Note: a: not recommended for children aged 6 to 11 years; ICS: inhaled glucocorticoid; LABA: long-acting B2 receptor agonist; LTRA: leukotriene receptor antagonist; SABA: short-acting p2 receptor agonist; OCS: oral hormone
Note: ICS: inhaled human glucocorticoid; LTRA: leukotriene receptor antagonist; SABA: short-acting B2 receptor agonist ICS.
However, some new points were also made.
(1) The treatment of asthma in patients over 6 years of age may consider the use of low-dose inhaled glucocorticoids (ICS) as an alternative to short-acting B2: receptor agonists (SABA) in addition to short-acting B2: receptor agonists (SABA) as needed in level l treatment regimens.
(2) ICS/formoterol may be used as a palliative agent in addition to SABA in level 3 and higher treatment regimens. The guidelines conclude that in high-risk patients, ICS/formoterol as maintenance and remission therapy significantly reduces acute exacerbations and achieves similar levels of asthma control at lower doses of hormone compared with fixed-dose ICS + long-acting B2:agonist (LABA) or high-dose ICS maintenance therapy plus SABA control on demand.
The tiered treatment regimen for asthma in children under 5 years of age inherited the 2009 GINA Committee guidelines for the diagnosis and management of asthma in children 5 years of age and younger, and was divided into only 4 tiers compared with the treatment regimen for asthma in older children, and its dosing regimen was simpler, with long-term control medications including only ICS and leukotriene receptor antagonists (LTRA), with no LABA or theophylline recommended (Table Table 3). In addition, the guidelines highlighted the place of ICS in the long-term control treatment of asthma by making ICS the preferred control agent in all levels of treatment, regardless of the treatment regimen for older children or for younger children.
Escalation and downgrading of asthma treatment in stepwise treatment regimens, the new guidelines place greater emphasis on escalation or downgrading of asthma for the purpose of controlling symptoms and reducing the risk of future exacerbations, and classify escalation into 3 different conditions.
(1) Continuous escalation (at least 2 to 3 months): escalation therapy is maintained for 2 to 3 months for reassessment and additional therapeutic agents are considered for those who are ineffective.
(2) Short-term escalation (1 to 2 weeks): short-term increase in hormone dose for maintenance therapy, for wheezing episodes due to viral infection or seasonal allergen exposure.

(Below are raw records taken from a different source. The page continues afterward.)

PR #1237, opened 2016-08-12
Removed the UpdateClues routine

Dantemss:
Because the Biglearn local query client does not cache the clues, this routine is no longer needed.

JP says to wait to merge until the new BL is ready.


jpslav:
Can you also remove the rake task, `tutor-server/lib/tasks/openstax/biglearn/update_clues.rake`?  Then we can merge (this "JP" fellow doesn't know what he's talking about).

Dantemss:
@jpslav done

PR #1238, opened 2016-08-12
Update url rewriting code

Dantemss:
- Relative links default to using cnx.org instead of archive.cnx.org
- Link rewriting now replaces in-book links with the book_location of the matching page in the format `2` or `2.1` instead of the page UUID

### DIFF
--- a/app/subsystems/content/models/book.rb
+++ b/app/subsystems/content/models/book.rb
@@ -24,7 +24,7 @@ class Content::Models::Book < Tutor::SubSystems::BaseModel
   end
 
   def webview_url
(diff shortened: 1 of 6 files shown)


app/subsystems/content/models/book.rb
```diff
@@ -24,7 +24,7 @@ def archive_url
   end
 
   def webview_url
-    archive_url.gsub('archive.','')
+    archive_url.sub(/archive[\.-]?/, '')
```
jpslav: What case does the `-` account for?

PR #1242, opened 2016-08-15
Several improvements on tutor admin console

BryanEliDimas:
**This PR right now is just for @Dantemss to review and to see if it passes the Travis tests.**

Added pagination on tutor admin courses index page.

### DIFF
--- a/app/assets/javascripts/admin.js
+++ b/app/assets/javascripts/admin.js
@@ -69,6 +69,31 @@ $(document).ready(function() {
     $('a[href="' + tab + '"]').click();
   }
 
+  //========== Courses table ordering =============//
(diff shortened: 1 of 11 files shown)


Dantemss:
`CollectCourseInfo` is not guaranteed to return the results in the same order as the inputs, so that would need to change to preserve the order within each page.

Also, would be nice to get rid of the N+1 queries in `CollectCourseInfo`...

Dantemss:
And even better, we could just NOT use `CollectCourseInfo` here and instead define some getters to get the stuff we care about (teacher names, ecosystem name) in the course model.

Dantemss:
I guess I'll merge this and worry about removing `CollectCourseInfo` later...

(3) Daily adjustment: for those using budesonide formoterol or beclomethasone dipropionate/formoterol as control and relief medication, temporary dose increases based on symptoms are used as relief medication on top of daily maintenance therapy.
There are few studies on step-down therapy in children with asthma, and guidelines recommend that step-down therapy be considered when asthma symptoms are well controlled and lung function is stable for 3 months; that step-down not be given when the child is at risk of acute exacerbation or fixed airflow limitation and cannot be closely monitored; that the timing of step-down therapy be appropriate (absence of respiratory infection, not during travel); and that step-down therapy be given as an experimental treatment. It is advisable to document the child’s asthma control to ensure that the child has enough medication to return to the previous dose in case of recurrence, and to conduct regular follow-up; for most children, it is appropriate to reduce the ICS dose by 25% to 50% every 3 months. For children who have been asymptomatic for the past 6 to 12 months and do not have any risk factors for seizures, discontinuation of control medication may be considered, but should be monitored closely.